# Find shortest path for a volatile graph

Let me define a volatile graph first:

It is an undirected graph in which the weight of each edge varies every time we query it. That is, when we request the weight w(e) of edge e, we obtain an approximate value ˆw(e) defined as follows: wˆ(e) = w(e) + η, where η ∼ N (0, σ). Here, N (0, σ) is a Gaussian distribution with mean zero and standard deviation σ.

How to obtain a shortest path for such a graph. Let it be denoted as (G, u, v, p). Find the correct shortest path between vertices u and v on a volatile graph G with confidence p. We can define p in any manner we want as long as it is consistent to the fact that as p grows, the probability that our algorithm returns the true shortest path should also grow

The first step is to evaluate every edge (if you wish to improve initial accuracy, evaluate every edge $$k$$ times) and use Dijkstra's to find the shortest distance $$d_v$$ from every vertex $$v$$ to the target vertex. This forms our initial belief of the graph.
Our goal is to find an accurate $$\mu_e$$ average weight for each vertex, but we want to be most certain about our precision "near" what we believe to be the optimal path(s).
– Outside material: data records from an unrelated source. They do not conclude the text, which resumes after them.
Issue #1760, opened 2023-08-16
Text: Only allow DateTimeFormat enum instead of string value of it


nguhoa:
In Text, we currently allow both DateTimeFormat enum (LongDateTime) and string value of it ("'longdatetime'").

> Text( Now(), "ZZZ 'longdatetime' ZZZ" )
"ZZZ 'long14ateti8e' ZZZ"

> Text( Now(), "'longdatetime'" )
"Monday, August 14, 2023 10:32:19 AM"

> Text( Now(), "'longdatetime' ZZZ" )
"'long14ateti8e' ZZZ"

> Text( Now(), DateTimeFormat.LongDateTime )
"Monday, August 14, 2023 10:56:29 AM"

We will only support DateTimeFormat enum and not allow string alternative of it.

gregli-msft:
Slightly more info...

Before we had strongly typed enums, enums and strings/numbers were interchangeable.  Which meant that the Format parameter to the Text function needed a way to support `DateTimeFormat.LongDate` as a string.  The solution was to have a special string, `'longdate'` in this case, that the Text function would key off of.  This is hacky and contradicts the normal handling of single ticks and other letters in the format string.  

For example, and see how the addition of another character changes the meaning completely:
```
1> Text( Now(), DateTimeFormat.LongDate )
"Wednesday, August 16, 2023"

2> Text( Now(), "'longdate'" )
"Wednesday, August 16, 2023"

3> Text( Now(), "'longdate'z" )
"'long16ate'z"
```

Times have changed and we now have strongly typed enums.  We should use it to differentiate from custom format strings.  As the [docs describe](https://learn.microsoft.com/en-us/power-platform/power-fx/reference/function-text), one should be able to use either the enum or a custom format string, but not both.  

In other words, example 2 above should look like example 3, without the extra `z`.

nguhoa:
Fixed in https://github.com/microsoft/Power-Fx/pull/1761

PR #1761, opened 2023-08-16
Only allow DateTimeFormat enum instead of string value of it

nguhoa:
Fix issue: https://github.com/microsoft/Power-Fx/issues/1760, https://github.com/microsoft/Power-Fx/issues/1768
Update logic to only allow DateTimeFormat enum and not treat the string value of it the same way with enum.
Update Test.cs to not convert from enum to string for DateTimeFormat.
Move existing test (with new behavior) and add new tests to Text_ExcelCompat.txt.


LucGenetier:
✅ No public API change.

src/tests/Microsoft.PowerFx.Interpreter.Tests/FileExpressionEvaluationTests.cs
```diff
@@ -39,7 +39,8 @@ public void Canvas_Float(ExpressionTestCase testCase)
             var features = new Features()
             {
                 TableSyntaxDoesntWrapRecords = true,
-                ConsistentOneColumnTableResult = true
+                ConsistentOneColumnTableResult = true,
+                StronglyTypedBuiltinEnums = true,
```
lesaltzm, line 43: Canvas does not have StronglyTypedBuiltInEnums by default (or at all) at the moment, is this right?

src/libraries/Microsoft.PowerFx.Core/Texl/Builtins/Text.cs
```diff
@@ -150,14 +150,9 @@ internal static void ValidateFormatArgs(string name, CheckTypesContext checkType
                 errors.EnsureError(DocumentErrorSeverity.Moderate, args[1], TexlStrings.ErrNotSupportedFormat_Func, name);
                 isValid = false;
             }
-            else
+            else if (!BuiltInEnums.DateTimeFormatEnum.FormulaType._type.Accepts(argTypes[1], exact: true, useLegacyDateTimeAccepts: false, usePowerFxV1CompatibilityRules: checkTypesContext.Features.PowerFxV1CompatibilityRules))
             {
-                if (BuiltInEnums.DateTimeFormatEnum.FormulaType._type.Accepts(argTypes[1], exact: true, useLegacyDateTimeAccepts: false, usePowerFxV1CompatibilityRules: checkTypesContext.Features.PowerFxV1CompatibilityRules))
-                {
-                    // Coerce enum values to string
-                    CollectionUtils.Add(ref nodeToCoercedTypeMap, args[1], DType.String);
```
lesaltzm, line 158: Is this coercion not needed? Double check running this against canvas, if possible.

src/tests/Microsoft.PowerFx.Interpreter.Tests/FileExpressionEvaluationTests.cs
nguhoa: yes, will remove this.

src/tests/Microsoft.PowerFx.Core.Tests/ExpressionTestCases/Text_ExcelCompat.txt
```diff
@@ -197,4 +197,236 @@ Table({Value:"08:03:05"},{Value:"00:00:00"})
...
+"'long15ateti8e' ZZZ"
+
+>> Text(DateTime(2023, 8, 15, 2, 53, 9, 0), "LongDateTime")
+"Long15ateTi8e"
+
+>> Text(DateTime(2023, 8, 15, 2, 53, 9, 0), "longdatetime")
+"long15ateti8e"
+
+>> Text(DateTime(2023, 8, 15, 2, 53, 9, 0), "'utc'")
+"'utc'"
```
MikeStall, line 260: new v1 behavior, Should be in:
#SETUP: PowerFxV1CompatibilityRules

src/tests/Microsoft.PowerFx.Core.Tests/ExpressionTestCases/NotYetReady/Text_Format.txt
```diff
@@ -1,98 +0,0 @@
-﻿>> Text(DateTime(1983, 6, 3, 2, 53, 9, 0), "utc") // utc1
-"1983-06-03T02:53:09.000Z"
-
->> Text(30470.519531251, "utc") // excelUtc1
-"1983-06-03T12:28:07.500Z"
```
MikeStall, line 5: old v0 behavior, 

new v1 behavior, Should be in:
#SETUP: disable:PowerFxV1CompatibilityRules

src/libraries/Microsoft.PowerFx.Core/Texl/Builtins/Text.cs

We do this by repeatedly finding a path from the start vertex to the target, in a probabilistic fashion, by repeating the following procedure:
If we are currently at vertex $$v$$ we have a choice from some edges. We currently believe that each edge has weight $$\mu_e$$, and when we take that edge we would get to vertex $$w$$ with remaining (believed) distance $$d_w$$. We consider this a multi-armed bandit problem, where choosing edge $$e$$ going to vertex $$w$$ would have cost $$\mu_e + d_w$$, and we want to minimize cost. We use this to probabilistically choose an edge, we query its weight, we update $$\mu_e$$ and $$d$$ with this new weight and then move to $$w$$.